The trail led quickly to former Undersheriff Jim Denman. The soft-spoken Denman had always liked Hinckle, but he was well aware of Warren’s notorious reputation for sousing interviewees and then extracting just about any quote he wanted. Denman wasn’t reassured when Warren told him they should meet at the Dovre Club, a den of IRA supporters where Hinckle frequently passed his afternoons. Denman decided he wouldn’t have a drink. Hinckle, of course, immediately offered Denman a drink on the house; Denman decided he would have just one. “A
rum and coke, with lots of coke,” he said. Hinckle brought a drink with lots of rum and hardly any coke. A half-dozen rum and cokes later, Denman unfolded the story about Dan White’s first night in jail, the friendly pats on the ass from the other cops, the reports of policemen joking and smiling about the killings, and, most significantly, White’s apparent lack of any shame or remorse over the killings. After six months, Denman added, he had never heard a single report of White showing any regret or any emotion over the killings, beyond his daily transformation into an automaton for his court appearances.

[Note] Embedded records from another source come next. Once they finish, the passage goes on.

PR #1966, opened 2020-11-12
Pick off some (very) low handing fruit in compiler perf area

elprans:
A few simple micro-optimisations and caches result in ~20% perf boost.
The baseline is the names-as-tuples branch, which regressed a bit compared
to master (which spurred me to look into clawing some of that back).

    compile_edgeql_script_simple: Mean +- std dev: 1.48 ms += 0.02 ms (6.18% faster)
    compile_edgeql_script_webapp_configure_system: Mean +- std dev: 19.4 ms += 0.2 ms (18.40% faster)
    compile_edgeql_script_webapp_get_movie: Mean +- std dev: 117 ms += 2 ms (19.55% faster)
    compile_edgeql_script_webapp_get_person: Mean +- std dev: 135 ms += 3 ms (22.30% faster)
    compile_edgeql_script_webapp_get_user: Mean +- std dev: 72.4 ms += 0.9 ms (23.68% faster)
    compile_edgeql_script_webapp_insert_movie: Mean +- std dev: 71.3 ms += 1.1 ms (16.42% faster)
    compile_edgeql_script_webapp_insert_person: Mean +- std dev: 20.3 ms += 0.2 ms (16.76% faster)
    compile_edgeql_script_webapp_insert_review: Mean +- std dev: 36.0 ms += 0.6 ms (14.46% faster)


edb/common/struct.py
```diff
@@ -347,14 +359,6 @@ def _init_fields(
 
             setattr(self, field_name, value)
 
-    def __setattr__(self, name: str, value: Any) -> None:
```
1st1, line 350: I'm wondering if we can speed up `_init_fields` by not calling `_getdefault` and instead implementing `__getattr__` to call it dynamically when needed.

edb/schema/name.py
```diff
@@ -179,15 +179,20 @@ def mangle_name(name: str) -> str:
...
 
 
+mangle_re_1 = re.compile(r'(?<![|])\|(?![|])')
+mangle_re_2 = re.compile(r'(?<![&])&(?![&])')
+
+
 def unmangle_name(name: str) -> str:
-    name = re.sub(r'(?<![|])\|(?![|])', '::', name)
-    name = re.sub(r'(?<![&])&(?![&])', '@', name)
+    name = mangle_re_1.sub('::', name)
```
1st1, line 187: Does this func need an lru_cache?

edb/common/compiler.py
```diff
@@ -95,7 +94,7 @@ def _push(
             prevlevel = self.current
             level = self.ContextLevelClass(prevlevel, mode)
         # XXX: typing fu
```
1st1, line 96: looks like the XXX is outdated

edb/common/ordered.py
```diff
@@ -28,35 +28,29 @@
...
+            self.map = {v: None for v in iterable}
+        else:
+            self.map = {}
 
-    def add(self, item: K, *, last: Optional[bool] = None) -> None:
-        self.map[item] = item
-        if last is not None:
-            self.map.move_to_end(item, last=last)
+    def add(self, item: K) -> None:
+        self.map[item] = None
```
1st1, line 41: You can push an item to be first easily:

```
>>> a = {'a': 1, 'b': 2, 'c': 3}
>>> b = {'c': None}
>>> b.update(a)
>>> b
{'c': 3, 'a': 1, 'b': 2}
```

You can also push it last, if you just reconstruct the dict. Both are O(n) technically, although the code sample above should be fast enough as it's all in C.

1st1 (approved):

edb/schema/name.py
elprans: No, it's called by another function that is already cached.

edb/common/ordered.py
elprans: Yes, but we don't need this anywhere.  The only place where this is used is DDL subcommands, and there I just used a list.

edb/common/struct.py
elprans: Overloading `__getattr__` has a steep perf penalty even if it's very simple.  It also kills typing checks.

1st1: > Overloading __getattr__ has a steep perf penalty even if it's very simple. 


Why? It would only be called for slots that weren't initialized via the constructor. Essentially lazy defaults. You can even cache defaults (write them in) when `__getattr__` is invoked on them.

> It also kills typing checks.

Why? Literally nothing changes.

elprans: > Why? Literally nothing changes.

Mypy stops typechecking attribute accesses when there is a `__getattr__` on a class.

PR #1971, opened 2020-11-14
Support renaming functions

msullivan:
We do this by adding a func_id field that is used to determine the
backend name and that is shared between all functions sharing a name.

### DIFF
--- a/edb/schema/functions.py
+++ b/edb/schema/functions.py
@@ -1709,7 +1709,8 @@ class RenameFunction(RenameCallableObject[Function], FunctionCommand):
         if target:
             raise errors.SchemaError(
                 f"can not rename function to '{new_name!s}' because "
-                f"a function with the same name already exists, and renaming into an overload is not supported",
+                f"a function with the same name already exists, and "
+                f"renaming into an overload is not supported",
                 context=self.source_context)
 
 
--- a/edb/schema/functions.py
+++ b/edb/schema/functions.py
@@ -21,6 +21,7 @@ from __future__ import annotations
 
 import abc
 import types
+import uuid
 from typing import *
 
 from edb import errors
@@ -29,6 +30,7 @@ from edb.edgeql import ast as qlast
 from edb.edgeql import compiler as qlcompiler
 from edb.edgeql import qltypes as ft
 from edb.edgeql import parser as qlparser
+from edb.common import uuidgen
 
 from . import abc as s_abc
 from . import annos as s_anno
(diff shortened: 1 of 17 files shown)


edb/schema/functions.py
```diff
@@ -1645,7 +1665,52 @@ def _apply_field_ast(
...
+        if len(existing) > 1:
+            raise errors.SchemaError(
+                'renaming an overloaded function is not allowed',
+                context=self.source_context)
+
+        target = schema.get_functions(new_name, ())
+        if target:
+            raise errors.SchemaError(
+                f"can not rename function to '{new_name!s}' because "
+                f"it already exists",
```
elprans, line 1712:
```suggestion
                f"a function with the same name already exists, and renaming into an overload is not supported",
```

elprans (approved):

1st1:
I don't like the `func_id` name. I'd suggest `backend_name` instead.

tests/test_edgeql_ddl.py
```diff
@@ -2642,6 +2642,141 @@ async def test_edgeql_ddl_function_29(self):
...
+
+            CREATE FUNCTION test::foo(s: int64) -> str {
+                USING (SELECT <str>s)
+            };
+        """)
+
+        with self.assertRaisesRegex(
+                edgedb.SchemaError,
+                r"renaming an overloaded function is not allowed"):
+            await self.con.execute("""
```
1st1, line 2705: So how would I do rename 2 or more functions sharing the same name? Recreate all functions from scratch?

msullivan: Yeah, unfortunately.

1st1: Can we allow a special form of syntax like `ALTER FUNCTION foo::bar RENAME TO foo::baz` -- note that there are no parenthesis there. @elprans

elprans: Actually, I think we should allow parentheses-free form to refer to a _single_, non-overloaded function, like Postgres does.  The vast majority of user-defined functions are not overloaded, and having to retype full parameter definition is an unnecessary hassle (which is why Postgres implemented this).

1st1: I'm not against that. But if we have more than one function defined for the name, would it make sense to allow renaming all of them with this syntax (I think it would)?

elprans: Would `DROP FUNCTION foo::bar` drop all overloads too?

1st1: That's a good question.  Probably that would be too dangerous. Maybe we should have `ALTER ALL FUNCTION foo::bar RENAME TO` and `DROP ALL FUNCTION foo::bar`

Hinckle pressed further. Denman thought he was trying to get him to say that there had been a police conspiracy in the killings. Jim had worked with police for years and certainly didn’t rule out that possibility, but he had seen no evidence of such a conspiracy and decided it was unlikely. Instead, Denman tried to explain that it could have been a covert, even unconscious conspiracy, revolving around subtle nuances of the police subculture. Nobody ever had to sit down and order White to kill Milk and Moscone, but White knew that he would be a hero to some if he killed the pair. As a former policeman, he would know exactly what to say—and not say—in his confession. One point still troubled Denman, however. He again told Warren about White’s first night in jail and the lack of any characteristics that indicated any lapse of sanity. Schmidt was now basing his case on a “diminished capacity” argument, so Jim figured that he would be called as a prime witness for the prosecution. He had already told D.A. Freitas that White sure didn’t act insane just an hour after the killing; he didn’t even seem sorry. But Freitas had never called Denman; it didn’t make any sense.